Frye (Anatomy of Criticism, Princeton University Press, 1957) defende que nosso entendimento acerca do significado contido em um determinado texto está diretamente relacionado com nossa expectativa e que esse fenômeno ajuda ao leitor/ouvinte a perceber as nuances do texto, seus arquétipos e modos. Frye vê o texto como constituído de grupos de formalae e regras, sendo estas reflexos de uma mitologia deslocada; a fim de criar outros mitos, arquétipos e significados; verdades, procedimentos obedientes e derivados de estruturas formais (Anatomy of Criticism, p.138). Fórmulas tão rígidas conduzem a concepções que buscam negar a individualidade e sentido intrínseco do texto, negar sua localização na história. Compete ao método crítico e à teoria da desconstrução buscar vencer essa barreira e rever o texto em seu contexto e metatexto mais apropriados dentro do corpus da produção teórica; quer jurídica, sociológica ou literária (p.171). Frye busca mostrar que qualquer texto possui um significado associado ao arquétipo de imagens e situações recorrentes que liga esse texto de jurisprudência ao texto do qual ele é uma cria, e a partir desse ponto, tornam-se interdependentes, um é imagem do outro, podendo até ser esquecido qual surgiu primeiro; basta um ato de breve reescrita de premissas.

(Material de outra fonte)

PR #9857, opened 2026-01-20
feat: Improve `select_gas` performance

### LINKED ISSUE #9801: tx builder: select_gas() should not prefetch all gas coins
## Description

select_gas() currently fetches all gas coins, just to then iterate over the ids and fetch the objects with their data again. This is causing issues and is not efficient, it should just fetch objects page per page and check then for one with sufficient funds instead.

## Motivation

Efficiency

## Requirements

1. Don't always fetch all gas coins, just request them page by page with their data and break early if one is found with sufficient amount

DaughterOfMars:
## Description 

Alternative to #9846. I felt that the implementation was still not effective, and instead slightly modified the signature of `DataReader` to allow pagination. There are some additional changes to reduce cloning that were incidental.

Now `select_gas` only fetches the pages and retrieves all the data it needs without additional queries.

### Release Notes

- [ ] Protocol:
- [ ] Indexer:
- [x] JSON-RPC: Don't set a next_cursor if !has_next_page
- [ ] GraphQL:
- [ ] CLI:
- [x] Rust SDK: Modified `get_owned_objects()` to allow more efficient `select_gas()` implementation that doesn't fetch all pages if not needed

### DIFF
--- a/crates/iota-indexer/src/read.rs
+++ b/crates/iota-indexer/src/read.rs
@@ -34,7 +34,7 @@ use iota_transaction_builder::DataReader;
 use iota_types::{
     TypeTag,
     balance::Supply,
-    base_types::{IotaAddress, ObjectID, ObjectInfo, SequenceNumber, VersionNumber},
+    base_types::{IotaAddress, ObjectID, SequenceNumber, VersionNumber},
     coin::{CoinMetadata, TreasuryCap},
     coin_manager::CoinManager,
     committee::EpochId,
@@ -249,9 +249,7 @@ impl IndexerReader {
             .await?;
 
         if let Some(object) = stored_object {
-            object
-                .try_into_object_read(self.package_resolver.clone())
-                .await
+            object.try_into_object_read(&self.package_resolver).await
         } else {
             Ok(ObjectRead::NotExists(object_id))
         }
@@ -321,10 +319,7 @@ impl IndexerReader {
             .await?;
 
         match history_object {
-            Some(obj) => {
-                obj.try_into_past_object_read(self.package_resolver.clone())
-                    .await
-            }
+            Some(obj) => obj.try_into_past_object_read(&self.package_resolver).await,
             None => Err(IndexerError::DataPruned(format!(
                 "Object version {} not found in objects_history for object {object_id}",
                 object_version_info.object_version
@@ -379,10 +374,7 @@ impl IndexerReader {
         // The key difference is that `try_into_past_object_read` also handles
         // the `WrappedOrDeleted` status, which for this iteration, we handle explicitly
         // as a `VersionNotFound`.
-        match obj
-            .try_into_object_read(self.package_resolver.clone())
-            .await?
-        {
+        match obj.try_into_object_read(&self.package_resolver).await? {
             ObjectRead::NotExists(_) | ObjectRead::Deleted(_) => {
                 Ok(PastObjectRead::VersionNotFound(object_id, object_version))
             }
@@ -876,14 +868,13 @@ impl IndexerReader {
     ) -> IndexerResult<Vec<IotaTransactionBlockResponse>> {
         let mut tx_block_responses_futures = vec![];
         for stored_tx in stored_txes {
-            let package_resolver_clone = self.package_resolver();
             let options_clone = options.clone();
-            tx_block_responses_futures.push(tokio::task::spawn(
-                stored_tx.try_into_iota_transaction_block_response(
-                    options_clone,
-                    package_resolver_clone,
-                ),
-            ));
+            let package_resolver = self.package_resolver.clone();
+            tx_block_responses_futures.push(tokio::task::spawn(async move {
+                stored_tx
+                    .try_into_iota_transaction_block_response(options_clone, &package_resolver)
+                    .await
+            }));
         }
 
         let tx_blocks = futures::future::join_all(tx_block_responses_futures)
@@ -2315,8 +2306,8 @@ impl IndexerReader {
         ))
     }
 
-    pub fn package_resolver(&self) -> PackageResolver {
-        self.package_resolver.clone()
+    pub fn package_resolver(&self) -> &PackageResolver {
+        &self.package_resolver
     }
 
     pub async fn pending_active_validators(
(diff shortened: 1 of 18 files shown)


crates/iota-transaction-builder/src/utils.rs
```diff
@@ -47,26 +47,39 @@ impl TransactionBuilder {
...
+                            .ok_or_else(|| anyhow!("bcs field is unexpectedly empty"))?
+                            .try_as_move()
+                            .ok_or_else(|| anyhow!("Cannot parse move object to gas object"))?
+                            .bcs_bytes,
+                    )?;
+                    if !input_objects.contains(&obj.object_id) && gas.value() >= gas_budget {
+                        return Ok(obj.object_ref());
+                    }
                 }
+                if page.next_cursor.is_none() {
```
Thoralf-M: This is never none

Como bem coloca Umberto Eco (The Role of the Reader, Bloomington: Indiana University Press, 1979) o autor deveria morrer após terminar um determinado texto a fim de não atrapalhar a recepção do texto em si. Eco fez esse comentário ao elaborar outro texto explicativo acerca do romance O nome da rosa, e ao largo de tal procedimento, Eco segue e confirma Jacques Derrida que alega Il n’y a pas de hors-texte. Poder-se-ia assumir que “não há nada ‘fora do texto’” como um passo para afirmar que as palavras de um texto geram significado e que o texto recebe significado, de um autor transcendental , mas da relação entre as palavras entre si dentro do texto e seu ato dialógico (Bahktin) com outros textos. Assim, significado emana do texto em si, em corpo, e não de evento jurisprudencial externo. Cada texto, original ou secundário, norma legislativa ou sua interpretação é um corpo textual em si mesmo e, assim, sagrado. “E haja texto”
A legislação do estado de Indiana, nos Estados Unidos, ainda mantém a proibição de alguém usar um transporte púlico até as 8 horas da manhã, se houver consumido alho cru ou cuzido. Em Gary, Indiana, ainda é proibido frequentar o teatro se o espectador comeu alho nas 4 horas anteriores ao espetáculo. Lógico, que na contextualidade do século XXI é quase impossível obediência a essa norma e, se algum juiz buscasse implementá-la, surgiriam liminares e tentativas de defesas que poderiam culminar em alguma alternativa de jurisprudência legal. Uma vez que não há nada fora do texto, se esse ficou obsoleto, ficou também obsoleta sua significação e aplicabilidade. No entanto, ao trazer essa alusão ao texto legal em questão, desperto no leitor o ato da curiosidade em buscar aquele texto e talvez discuti-lo sob novo ângulo ou usá-lo como ilustração, trazendo com isso nova vida a um texto que estaria fossilizado. O texto continua emitindo significado.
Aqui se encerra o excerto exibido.